Механизм Времени капризничал, не желая запускаться. Целую вечность Огюст имел удовольствие наблюдать лишь собственную унылую физиономию. В какой-то момент померещилось: зеркало запотело. Огюст решил встать, чтобы протереть мутную поверхность. Его качнуло вперед, и он, как в колодец, ухнул во внезапно разверзшуюся прореху Мироздания.

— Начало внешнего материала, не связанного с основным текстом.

PR #951, opened 2019-08-07
Import/export saved scripts

huboneo:
This PR heavily refactors the user favorites implementation, and adds support for importing/exporting saved scripts as a ZIP archive

## Key changes
- Replaces local user favorites implemtation with a new ui kit package `@relate-by-ui/saved-scripts` (https://github.com/neo4j-apps/relate-by-ui/pull/1)
- Removes old documents and folders reducers in favour of new `user-favorites`
- Folders are no longer an entity, instead just a side-effect of a script path
- Added epic that migrates old favorites to new structure, **and then clears old favorites from local and remote states**
- New favorites to browsersync
- Updated webpack conf to support symlinked npm packages (for development)

## Running this PR locally
- checkout https://github.com/neo4j-apps/relate-by-ui/pull/1
- `yarn install && yarn link` in `packages/saved-scripts`
- checkout this PR
- remove `@relate-by-ui/saved-scripts` from package.json and `yarn install`
- readd `@relate-by-ui/saved-scripts` to package.json 
-`yarn link @relate-by-ui/saved-scripts`
- `yarn start`

## Todo
- [x] Today the PR clears all firebase versions of old favorites. Change this to add one empty version but preserve earlier just in case
- [ ] I had to install `semantic-ui-css` and modify the webpack rules to get semantic UI css to work. We should discuss how to do this better
- [ ] I have tested switching between master and this branch to verify that old favorites are correctly synced. Can we do more to test these changes?
- [x] No unit tests are added here (although some are added in the relate-by-ui PR)
- [ ] Run existing tests once `@relate-by-ui/saved-scripts` is published


src/shared/modules/user-favorites/client.test.js
```diff
@@ -0,0 +1,190 @@
...
+
+      await expect(createManyUserFavorites(data)).resolves.toEqual(expected)
+      await expect(getAllUserFavorites()).resolves.toEqual(newState)
+    })
+
+    test('should add several favorites to localstate', async () => {
+      const data = [{ contents: 'bom' }, { contents: 'apa' }]
+      const expected = [
+        { contents: 'bom', id: 'apa' },
+        { contents: 'apa', id: 'apa' }
```
oskarhane: It looks kind of strange with two favorites having the same id here in the tests since the whole point of `uuid` is to generate unique id's.
Rather than mocking `uuid`, could you change the assertion to be something like `expect.any(String)` or similar.

Not a big deal, just a bit unexpected.

jest.config.js
```diff
@@ -12,6 +12,7 @@ module.exports = {
     '/dist/',
     '/node_modules/'
   ],
+  transformIgnorePatterns: [`/node_modules/(?!lodash-es|react-dnd|dnd-core)`],
```
oskarhane: 👍

src/browser/components/FileDrop/FileDrop.jsx
```diff
@@ -22,15 +22,20 @@ import React, { useState } from 'react'
...
 import { withBus } from 'react-suber'
 import SVGInline from 'react-svg-inline'
+import { every } from 'lodash-es'
 
 import * as editor from 'shared/modules/editor/editorDuck'
-import { addFavorite } from 'shared/modules/favorites/favoritesDuck'
+import {
+  addFavorite,
+  addManyFavorites
+} from '../../../shared/modules/user-favorites/user-favorites.duck'
```
oskarhane: Rather than traversing the file tree, could you use the `shared` alias here?

src/browser/components/FileDrop/FileDrop.jsx
```diff
@@ -40,12 +45,19 @@ import {
   StyledFileDropActionButton
 } from './styled'
 import icon from 'icons/task-list-download.svg'
+import { addScriptPathPrefix } from '@relate-by-ui/saved-scripts'
+import { BROWSER_FAVOURITES_NAMESPACE } from '../../../shared/modules/user-favorites/user-favorites.constants'
```
oskarhane: US English please :)

src/browser/components/FileDrop/file-drop.utils.js
```diff
@@ -0,0 +1,98 @@
...
+import JSZip from 'jszip'
+import {
+  addScriptPathPrefix,
+  getScriptDisplayName,
+  omitScriptPathPrefix
+} from '@relate-by-ui/saved-scripts'
+import {
+  BROWSER_FAVOURITES_NAMESPACE,
+  CYPHER_FILE_EXTENSION
+} from '../../../shared/modules/user-favorites/user-favorites.constants'
```
oskarhane: Use alias here as well

src/browser/components/FileDrop/file-drop.utils.js
```diff
@@ -0,0 +1,98 @@
...
+    )
+  )
+}
+
+/**
+ * Factory function returning a file to user script object mapper
+ * @param     {File}        file
+ * @return    {Function}            user scripts mapper
+ */
+function fileContentToFavoriteFactory (file) {
```
oskarhane: I saw that writing unit tests was on the todo-list, so this is just a reminder that we want tests for this utility function.

src/browser/modules/Sidebar/favorites.js
```diff
@@ -0,0 +1,56 @@
...
+ * GNU General Public License for more details.
+ * You should have received a copy of the GNU General Public License
+ * along with this program.  If not, see <http://www.gnu.org/licenses/>.
+ *
+ */
+
+import { withBus } from 'react-suber'
+import { connect } from 'react-redux'
+
+import * as userFavorites from '../../../shared/modules/user-favorites/user-favorites.duck'
```
oskarhane: Use alias on these as well please

src/shared/modules/user-favorites/client/methods/create-many-user-favorites.js
```diff
@@ -0,0 +1,33 @@
...
+import { map } from 'lodash-es'
+
+import {
+  setUserFavoritesLocalState,
+  tryGetUserFavoritesLocalState
+} from '../../user-favorites.utils'
+
+export default async function createManyUserFavorites (data) {
+  const alreadySaved = tryGetUserFavoritesLocalState()
+  const toSave = map(data, item => ({ ...item, id: uuid() }))
```
oskarhane: If I remember correctly from us talking about this, the reason for using lodash's `map` rather that `data.map` was that lodash does the type checking for you, right?

src/shared/modules/user-favorites/client/methods/create-many-user-favorites.js
```diff
@@ -0,0 +1,33 @@
...
+
+import uuid from 'uuid/v4'
+import { map } from 'lodash-es'
+
+import {
+  setUserFavoritesLocalState,
+  tryGetUserFavoritesLocalState
+} from '../../user-favorites.utils'
+
+export default async function createManyUserFavorites (data) {
```
oskarhane: All of these client methods seems be `async` at this point, which seems unnecessary. 
I suspect this is for when / if we do any remote work in here, but can the async part be removed for now?

src/shared/modules/user-favorites/user-favorites.duck.js
```diff
@@ -0,0 +1,281 @@
+/*
```
oskarhane: Could you follow the duck file naming convention we already use here?
I like your naming, but we should be consistent.

src/shared/modules/user-favorites/user-favorites.utils.js
```diff
@@ -0,0 +1,286 @@
...
+} from './user-favorites.constants'
+import { getBrowserName } from '../../services/utils'
+
+/**
+ * Converts old user favorites into new structure
+ * @param     {Object[]}    oldFavorites
+ * @param     {Object[]}    oldFolders
+ * @return    {Object[]}                    new user favorites objects ("my scripts")
+ */
+export function mapOldFavoritesAndFolders (oldFavorites, oldFolders) {
```
oskarhane: A reminder to eventually add unit tests for these functions.

src/browser/components/FileDrop/FileDrop.jsx
huboneo: I can :) Generally I find these webpack aliases to be a bit of an anti-pattern but since this is already a norm in browser I'll update them

src/shared/modules/user-favorites/client/methods/create-many-user-favorites.js
huboneo: It's the opposite actually, I prefer lodash as I dont have to care about the type being passed. that and I personally find it easier to read than OOP

src/shared/modules/user-favorites/client/methods/create-many-user-favorites.js
huboneo: I guess we could but then we would have to make them async again later. I don't really see any downside leaving them async?

src/shared/modules/user-favorites/user-favorites.duck.js
huboneo: the reason i went use kebab-case is that it's generally recommended to use lowercase names. I'll update it :)

huboneo:
@oskarhane thank you for your feedback. I have updated the PR with your comments

src/shared/modules/user-favorites/client/methods/create-many-user-favorites.js
oskarhane: Fair enough.

src/shared/modules/user-favorites/user-favorites.duck.js
oskarhane: I agree, but we should make one big effort to rename all files at the same time.

huboneo:
Closing as we will use a smaller implementation for now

От падения захватило дух. Вокруг веселыми мушками роились снежинки, подмигивали алмазными блестками:

 
– Кто в колодец к нам упал,
В нашу компанию, к Маржолен?
К нам свалился Шевалье —
Гей, гей, от самой реки!..
 

Угольная чернота «колодца» сменилась бирюзовым куполом неба, раскрывшегося над головой. В тридцати шагах плескалось море, лизало перламутр песка. У самой кромки рос гриб-исполин – высотой с двухэтажный дом. Слоновая кость «ножки», крыша-«шляпка» бросала на песок густую бархатную тень. Захотелось потрогать «гриб» – гладкий? шершавый? горячий?

Увы, руки отсутствовали.

– Ну, это можно и поправить.

В воздухе, переливаясь, возникло марево. Миг, и оно оформилось в прозрачную человеческую фигуру. Лица не разглядеть, а вот пропорции, насколько мог судить Огюст, у призрака были идеальные.

Аполлон, да и только!

– Мы уж вас заждались, – заявил призрак.

– Мы знакомы?

– В некотором роде, – марево хихикнуло. – При первой встрече вы сочли меня ангелом.

– А вы представились лаборантом! То-то я думаю: где я слышал ваш голос?

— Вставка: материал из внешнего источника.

PR #954, opened 2019-08-12
Export :history

huboneo:
This PR adds support for exporting the result of `:history` as TXT.

### STR
- run `:history`
- Select "Export TXT" from export dropdown

### Screenshots
Screenshot 2019-08-13 at 10 43 14

Screenshot 2019-08-13 at 10 41 24

### DIFF
--- a/src/browser/modules/Stream/FrameTitlebar.jsx
+++ b/src/browser/modules/Stream/FrameTitlebar.jsx
@@ -88,7 +88,17 @@ class FrameTitlebar extends Component {
     const { frame } = this.props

– Любопытная конверсия коммуникативных импульсов, – загадочно пробормотал ангел-лаборант. – Вы, случаем, не поэт? С поэтами бывает…

– Хочу выразить вам свою признательность! – обвинение в стихотворстве Огюст пропустил мимо ушей. – Вы ведь мне, как ни крути, жизнь спасли…

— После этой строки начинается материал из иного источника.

PR #955, opened 2019-08-12
Give user more connection feedback + add connection timeout configuration

oskarhane:
This PR increases the default neo4j driver connection timeout to 30000ms and also exposes this value as a setting. Further, this PR adds a warning banner that alerts users when a server is taking more than 5000ms to respond.

### Screenshots
Setting
Screenshot 2019-08-13 at 14 10 05

Slow successful connection
bad
Really slow connection 
worse
Slow pending connection
pending


src/browser/modules/Main/main.hooks.js
```diff
@@ -0,0 +1,67 @@
...
+} from 'shared/modules/connections/connectionsDuck'
+
+/**
+ * Custom hook for detecting slow connections
+ * @param     {number}      connectionState
+ * @param     {string}      errorMessage
+ * @param     {number}      lastConnectionUpdate
+ * @return    {boolean[]}
+ */
+export function useSlowConnectionState ({
```
oskarhane: This looks good, but could you add some tests to demonstrate the expected behavior @huboneo?

src/shared/modules/connections/connectionsDuck.js
```diff
@@ -59,12 +60,14 @@ export const SWITCH_CONNECTION_FAILED = NAME + '/SWITCH_CONNECTION_FAILED'
 export const DISCONNECTED_STATE = 0
 export const CONNECTED_STATE = 1
 export const PENDING_STATE = 2
+export const CONNECTING_STATE = 'CONNECTING_STATE'
```
huboneo: @oskarhane I'm not really sure about this one. I decided to use a string to denote that it is not a driver status, but maybe that is confusing?

oskarhane: Yes, please update to follow the same pattern as the other. Thanks for pointing it out.

src/browser/modules/Main/main.hooks.js
huboneo: @oskarhane done!

huboneo:
@oskarhane I added test for the hook now. I had to create a separate test file for each use-case to avoid race conditions stemming from how JEST reads tests suites. Essentially due to `describe` being read during discovery different test groups would affect each others timers.

oskarhane:
Looks good @huboneo!
Let's wait for @eve-bright to give a 👍 before merging this.

src/browser/modules/Main/Main.jsx
```diff
@@ -72,11 +75,20 @@ const Main = React.memo(function Main (props) {
...
+          props.connectionState === PENDING_STATE && !showSlowConnectionBanner
+        }
+      >
         <WarningBanner data-testid='reconnectBanner'>
           Connection to server lost. Reconnecting...
         </WarningBanner>
       </Render>
+      <Render if={showSlowConnectionBanner}>
+        <WarningBanner data-testid='reconnectBanner'>
+          Server is taking long to respond...
```
eve-bright: I am not sure this message makes sense. 'Server is taking a long time to respond' might be better?

huboneo:
@oskarhane @eve-bright Thank you for your feedback. I updated the message as per comments

Screenshot 2019-08-15 at 13 00 37

src/browser/modules/Main/Main.jsx
huboneo: Agreed, updated!

kfreytag:
@oskarhane (cc: @eve-bright @huboneo) The user feedback @ 5 sec is really clever here, yet I wonder whether it's going to lead to support problems for DBaaS where latency / connection times can be slow. Could we do one of two things:

1/ Remove it
2/ Change it to show up at 10 seconds

kfreytag:
@oskarhane I've realized that my problem with the 5sec message is that it's presented as a WARN rather than as INFO. I think our intention here is to provide comforting feedback that things are still going on. If it were blue, I'd feel like it was helping me, making me feel comfortable that the Browser was still trying to connect. As it is, I feel like something's wrong.

Perhaps we should simply change the string below the password field that says "Connecting...". Something like "Still connecting..."?

huboneo:
@kfreytag @oskarhane I updated the PR to show an info banner after 5 seconds and warning banner first after 10 seconds

PR #956, opened 2019-08-13
Add URL param support for populating editor with Cypher and parameters

oskarhane:
Add newline for each query. 
Semi-colons are up to the user to add.

Example usages:  
`http://localhost:7474/?cmd=edit&arg=RETURN%201;&arg=RETURN%20rand();`  
`http://localhost:7474/?cmd=param&arg=x%20%3d%3E%201;`  
`http://localhost:7474/?cmd=params&arg={x:1.0,%20y:%22hello%22}`  

Since it's not limited to Cypher, but works for populating the editor with anything the command is was decided to be `edit`.

Cypher:  
Screenshot 2020-01-07 16 11 56

Param:  
oskarhane-mbpt 2019-08-13 at 15 02 56

Params:  
oskarhane-mbpt 2019-08-13 at 15 06 05

### DIFF
--- a/src/shared/modules/editor/editorDuck.js
+++ b/src/shared/modules/editor/editorDuck.js
@@ -33,7 +33,7 @@ export const NOT_SUPPORTED_URL_PARAM_COMMAND = `${NAME}/NOT_SUPPORTED_URL_PARAM_
 // Supported commands
 const validCommandTypes = {
   play: (cmdchar, args) => `${cmdchar}play ${args.join(' ')}`,
-  cypher: (_, args) => args.join('\n'),
+  edit: (_, args) => args.join('\n'),
   param: (cmdchar, args) => `${cmdchar}param ${args.join(' ')}`,
   params: (cmdchar, args) => `${cmdchar}params ${args.join(' ')}`
 }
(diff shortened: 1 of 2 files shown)


Dcanzano:
will this be included in some `:help cmd` online help

oskarhane:
I've updated this PR by adding support for 'param' and 'params' as well @huboneo.
See updated description + screenshots.

I'll add something on that note @Dcanzano, thanks for the reminder.

src/shared/modules/editor/editorDuck.js
```diff
@@ -33,7 +33,9 @@ export const NOT_SUPPORTED_URL_PARAM_COMMAND = `${NAME}/NOT_SUPPORTED_URL_PARAM_
 // Supported commands
 const validCommandTypes = {
   play: (cmdchar, args) => `${cmdchar}play ${args.join(' ')}`,
-  cypher: (_, args) => args.join('\n')
+  cypher: (_, args) => args.join('\n'),
+  param: (cmdchar, args) => `${cmdchar}param ${args.join(' ')}`,
+  params: (cmdchar, args) => `${cmdchar}params ${args.join(' ')}`
```
huboneo: do we need to worry about interoperability here? can `:play` accept params? Also what happens if provided params are malformed/invalid?

akollegger:
WDYT about using `edit` as the command, as the explicit user action is to populate the editor with the attached text?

– Да ну, чего там, – от смущения призрак пошел густо-лиловыми разводами. – Вы бы в любом случае выжили. Индетерминизм зафиксированных исторических событий… Против рожна, знаете ли, не попрешь.

– И все равно – спасибо! Я, между прочим, перед вами еще и виноват.

– Это в чем же?

– Проболтался глазу, что вы со мной разговаривали. Я ж не знал, что вам не положено! Надеюсь, вам не сильно влетело?

– Кому вы проболтались?!

– Ну, Переговорщику. Он грозился вам нагоняй устроить.

 

Последовавшей реакции Шевалье никак не мог ожидать. Лаборант зашелся в хохоте, да так, что размазался в бесформенную кляксу, утратив образ и подобие человека. Огюст даже испугался за него.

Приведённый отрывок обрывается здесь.